Among them, the Followers cache server is the outer layer and the Leader server is the inner layer. All clients only deal with Followers. The Followers cache server itself only handles read requests. If a read fails or a write request is found, it will be forwarded to the corresponding Leader cache server.

If the load of read requests continues to increase, expand the Follower cache server.

If access to some objects is significantly higher than others, TAO identifies them by logging access frequency, then caches them on the client side, and maintains consistency by version number.

Consistency. After receiving parallel write requests from multiple followers, the Leader will sequence them, serialize them to the storage layer for synchronous read and write, and then return them. For write requests, other Follower services are notified asynchronously to update the corresponding data, so TAO can only provide final consistency. The benefit of this is that the read request throughput is high.

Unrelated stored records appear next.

PR #1337, opened 2024-02-24
[vscode] Prompt User for Name When Creating New AIConfig

rholinshead:
[vscode] Prompt User for Name When Creating New AIConfig

# [vscode] Prompt User for Name When Creating New AIConfig

VS Code api for creating new/untitled files does not allow specifying the extension to use for the file on save. This results in untitled files being prompted to save with either .json or .yaml extension, NOT .aiconfig.json or .aiconfig.yaml. This is a big problem, since using the non-aiconfig extension will result in the file not opening with our custom editor next time it's opened.

As a workaround, we can default the untilted filename to untitle.aiconfig.json/yaml and prompt the user for the proper name when creating it (before showing the contents). See #1334 for the alternative, of saving the file immediately as untitled and requiring the user to rename manually if they want afterwards.

https://github.com/lastmile-ai/aiconfig/assets/5060851/57a0978a-e377-4c88-bc9f-48dcfc03c8bb

---
Stack created with [Sapling](https://sapling-scm.com). Best reviewed with [ReviewStack](https://reviewstack.dev/lastmile-ai/aiconfig/pull/1337).
* #1342
* __->__ #1337

### DIFF
--- a/vscode-extension/src/extension.ts
+++ b/vscode-extension/src/extension.ts
@@ -18,6 +18,7 @@ import {
   isSupportedConfigExtension,
   SUPPORTED_FILE_EXTENSIONS,
   setupEnvironmentVariables,
+  validateNewConfigName,
 } from "./util";
 import {
   getPythonPath,
@@ -76,7 +77,7 @@ export async function activate(context: vscode.ExtensionContext) {
   const createAIConfigJSONCommand = vscode.commands.registerCommand(
     COMMANDS.CREATE_NEW_JSON,
     async () => {
-      return await createNewAIConfig(context, aiconfigEditorManager, "json");
+      return await createNewAIConfig(context, "json");
     }
   );
   context.subscriptions.push(createAIConfigJSONCommand);
@@ -84,7 +85,7 @@ export async function activate(context: vscode.ExtensionContext) {
   const createAIConfigYAMLCommand = vscode.commands.registerCommand(
     COMMANDS.CREATE_NEW_YAML,
     async () => {
-      return await createNewAIConfig(context, aiconfigEditorManager, "yaml");
+      return await createNewAIConfig(context, "yaml");
     }
   );
   context.subscriptions.push(createAIConfigYAMLCommand);
@@ -202,19 +203,8 @@ export function deactivate() {
  */
 async function createNewAIConfig(
   context: vscode.ExtensionContext,
-  aiconfigEditorManager: AIConfigEditorManager,
   mode: "json" | "yaml" = "json"
 ) {
-  const workspaceUri = vscode.workspace.workspaceFolders
-    ? vscode.workspace.workspaceFolders[0].uri
-    : null;
-  const untitledUri = workspaceUri
-    ? workspaceUri.with({
-        scheme: "untitled",
-        path: `${workspaceUri.path}/untitled.aiconfig.${mode}`,
-      })
-    : vscode.Uri.parse(`untitled:untitled.aiconfig.${mode}`);
-
   // Specify the initial content here
   const newAIConfigJSON = vscode.Uri.joinPath(
     context.extensionUri,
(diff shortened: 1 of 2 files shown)


cookbooks/.vscode/settings.json
```diff
@@ -0,0 +1,3 @@
+{
+    "vscode-aiconfig.pythonInterpreter": "/opt/homebrew/Caskroom/miniconda/base/envs/aiconfig/bin/python"
+}
```
rossdanlm, line 3: Let's not land these for now since they'll cause merge conflicts

vscode-extension/src/extension.ts
```diff
@@ -233,22 +223,64 @@ async function createNewAIConfig(
   const fileContentBuffer = await vscode.workspace.fs.readFile(fileContentPath);
   const initialContent = fileContentBuffer.toString();
 
-  const doc = await vscode.workspace.openTextDocument({
-    content: initialContent,
-    language: mode,
+  const workspaceUri = vscode.workspace.workspaceFolders
+    ? vscode.workspace.workspaceFolders[0].uri
```
rossdanlm, line 227: Since we're just using `workspaceUri.path` later, let's just use `uri.path` here directly. If workspace folder is defined `.uri.fsPath` must exist and can't be undefined: 

Screenshot 2024-02-24 at 17 26 26

vscode-extension/src/extension.ts
```diff
@@ -233,22 +223,64 @@ async function createNewAIConfig(
...
+  const newConfigName = await vscode.window.showInputBox({
+    prompt: "Enter a name for the new AIConfig file",
+    value: firstAvailableUntitledName,
+    validateInput: (input) => {
+      const nameValidationError = validateConfigName(input, mode);
+      if (nameValidationError) {
+        return nameValidationError;
+      }
+
+      return fs.existsSync(input) ? "File already exists" : null;
```
rossdanlm, line 255: Can we just put this inside of the `validateConfigName()` method to keep it cleaner?

vscode-extension/src/extension.ts
```diff
@@ -233,22 +223,64 @@ async function createNewAIConfig(
...
 
-  //const doc = await vscode.workspace.openTextDocument(untitledUri);
-  await vscode.window.showTextDocument(doc, {
-    preview: false,
-    viewColumn: vscode.ViewColumn.One,
+  const newConfigFilePath = workspaceUri
+    ? path.join(workspaceUri.path, newConfigName)
+    : newConfigName;
+  const newConfigUri = vscode.Uri.file(newConfigFilePath).with({
+    scheme: "untitled",
```
rossdanlm, line 263: Why is this needed? Tried looking it up on [VSCode's github](https://github.com/microsoft/vscode-uri) but not super clear what untitled schema does:

Screenshot 2024-02-24 at 17 31 42

vscode-extension/src/util.ts
```diff
@@ -381,6 +381,26 @@ export async function setupEnvironmentVariables(
   }
 }
 
+export function validateConfigName(name: string, mode: "json" | "yaml") {
+  if (name === "") {
+    return "Name is required";
```
rossdanlm, line 386: Nit: "Filename is required"

vscode-extension/src/util.ts
```diff
@@ -381,6 +381,26 @@ export async function setupEnvironmentVariables(
...
+  }
+  if (name.includes(" ")) {
+    return "Name cannot contain spaces";
```
rossdanlm, line 389: Why is this an issue?

vscode-extension/src/util.ts
```diff
@@ -381,6 +381,26 @@ export async function setupEnvironmentVariables(
...
+  }
+  if (mode === "json" && !name.endsWith("aiconfig.json")) {
```
rossdanlm, line 391: nit: ".aiconfig.json" otherwise things like "myaiconfig.json" are valid

vscode-extension/src/util.ts
```diff
@@ -381,6 +381,26 @@ export async function setupEnvironmentVariables(
...
+    return "Name must end with aiconfig.json";
+  }
+  if (
+    mode === "yaml" &&
+    !name.endsWith("aiconfig.yaml") &&
+    !name.endsWith("aiconfig.yml")
```
rossdanlm, line 397: Same about ".aiconfig.y[aml|ml]"

rossdanlm (approved):
lgtm but please address comments before landing

cookbooks/.vscode/settings.json
rholinshead: Oh, whoops - thanks. Didn't see that sneak in

vscode-extension/src/extension.ts
rholinshead: From https://code.visualstudio.com/api/references/document-selector#:~:text=The%20untitled%20scheme%20is%20for,yet%20been%20saved%20to%20disk.

> The untitled scheme is for new files that have not yet been saved to disk.

Which is technically the case until they save it for the first time

vscode-extension/src/util.ts
rholinshead: I'll test it out, but just assumed having spaces in the file name would be problematic as we've seen in other places

rholinshead: Tested it out, made a config with spaces and it ran and saved fine

rholinshead:
Going to land this so we have something better than current UX. Can fix forward with #1334 if that's the desired ux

Expand in multiple places. TAO’s read request frequency is about 25 times that of the write frequency, and a single datacenter is not sufficient for a Facebook global scenario. TAO uses a master-slave architecture as a whole, with both datacenters deploying a storage + Cache layer as Primary-Secondary. All write requests are routed from the Leader Cache in the datacenter to the Primary datacenter. The primary data center storage layer then asynchronously passes back to the slave data center. However, the Leader Cache from the data center does not wait for the local store to synchronize data back to the Leader Cache. The Leader Cache then updates the replica and notifies the Followers to the Replica. TAO’s design maximizes the guarantee that a read request will be satisfied within a DataCenter at the expense of clients reading stale data. That is, sacrificing consistency to reduce latency and increase throughput.

consistency

When it comes to consistency and usability trade-offs, TAO chooses the latter. For high availability and extreme performance, the weakened consistency model — ultimate consistency — was chosen. Because in most Facebook scenarios, being unavailable is worse than being incorrect. TAO achieves better read after write consistency in most common scenarios.

The same data in TAO is first backed up by master-slave Region. Second, in the same Region, the leader-follower Cache is used for two layers of Cache. When updating, data in different locations is not synchronized, resulting in data inconsistency. In TAO, given enough time after an update, all copies of the data converge and reflect the latest update. Normally, the interval is no more than 1s. This is fine in most scenarios on Facebook.

For scenarios that have special requirements for consistency, the application layer can mark requests as critical. When TAO receives a request with this mark, it forwards it to the Master Region for processing, thus achieving strong consistency.

reference

Paper [1] TAO: www.usenix.org/system/file…

[2] Facebook technology blog, the power of TAO – figure: engineering.fb.com/2013/06/25/…

[3] Meetup TAO: www.notion.so/Meetup-1-Fa…

[4] Stanford 6.S897 courseware: cs.stanford.edu/~matei/cour…


I am Green teng mu bird, a distributed system programmer like photography, welcome to pay attention to my public number: “Mu Bird miscellaneous Record”.